A young man from India comes to North America to study, and becomes a literature professor. He returns to India and goes through the traditional process leading to an arranged marriage, and then brings his bride with him back to New York. They have two children in short order, and become an American family with strong Bengali roots, which are nurtured as a result of their regular participation in the New York City-based Bengali community. Their first child – a boy – is named “Gogol” after the great Russian writer whose work has particular significance to the father. The role this name – connoting a third cultural influence – plays in the boy’s life and his relationship to his father, gives the movie its title.

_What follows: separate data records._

PR #593, opened 2026-07-29
Generalized omega-dependent background-stacks in `lima_segmenter.py`

AxelHenningsson:
This PR implements generalized omega-dependent background-stacks in `lima_segmenter.py` allowing for backgrounds that vary with the rotation angle of the turntable.

The story behind this upgrade is an in-situ experiment at ID11 in April 2026 in which diffuse scattering was observed from the sample environment (from two plastic support pilars in a tensile loading device). Due to the geometry of the environment this scattering occured only over a limited range in omega, and hence the background subtration must vary with scan-angle.

This PR supports dataset backgrounds as HDF5 file where the dataset `bgfile` string attribute can now be set as

```python
ds.bgfile = f"{hdf5_file_contaning_backgrounds}::{hdf5_data_path_to_bg_frames}"
```

where `ds` is a `ImageD11.sinograms.dataset` object.

NOTE: This PR is backwards compatible, i.e .edf backgrounds still work as before.

Cheers
Axel

### DIFF
--- a/ImageD11/nbGui/segmenter_gui.py
+++ b/ImageD11/nbGui/segmenter_gui.py
@@ -1,38 +1,70 @@
-import numpy as np
-import matplotlib.pyplot as plt
-from ipywidgets import interact, interactive, widgets, fixed, Layout
-from IPython.display import display
 import h5py
+import matplotlib.pyplot as plt
+import numpy as np
+from IPython.display import display
+from ipywidgets import widgets
+
 import ImageD11.sinograms.lima_segmenter
 import ImageD11.sparseframe
-from ImageD11.nbGui.segmenter_gui_utils import * 
+from ImageD11.nbGui.segmenter_gui_utils import *
+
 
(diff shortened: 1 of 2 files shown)


jonwright:
Thanks!

Is there any way to see a diff with the formatting changes removed? As it reads, there is a bunch of stuff I don't understand mixed with a lot of noise. Perhaps something like 'winmerge' where you refuse all the changes that are not fixing the background

Some examples: 
```
ref = frms[self.idx] != frms[i+self.idx]

10**howmany != int(round(2**howmany))
```
Where you have "bg_is_stack": this is not a SegmenterOption. You give the bgfile and the file tells us what it is (single frame, multi-frame). No need to change the API.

Both the father and mother become Americanized, but he much more so than she. She barely speaks English upon arrival in the US, but eventually adjusts enough to hold down a job as a librarian, while continuing to dress in traditional Bengali fashion. Their children, however, are almost completely American. The story eventually brings them back to their roots, to an extent. However, some of the most touching moments relate to the gulf between mother and children. Try as she might, having spent the first two decades of her life in India and then as much time as possible within the expatriate Bengali community in the US, the mother cannot understand what goes on inside the heads of her children, and nor can they understand her.

Some of these painful moments reminded me of my own family. There is an unbridgeable gulf between my parents and me, and an even greater gulf between them and my children. There is significant distance of a different kind between my wife and I, on the one hand, and some of our children on the other. This is, for the most part, a good thing. They are being raised in a non-Mormon world. Having placed them in that world, told them that there are nowhere near as many important rules as we once thought, and encouraged them to make their own decisions, we struggle at times to understand them. Hesitant acceptance of their choices is at times the best we can do. Our upbringing as Mormons that makes it as difficult for us to understand our children’s rapidly evolving non-Mormon social world as for the mother in “The Namesake” to understand her children’s New York.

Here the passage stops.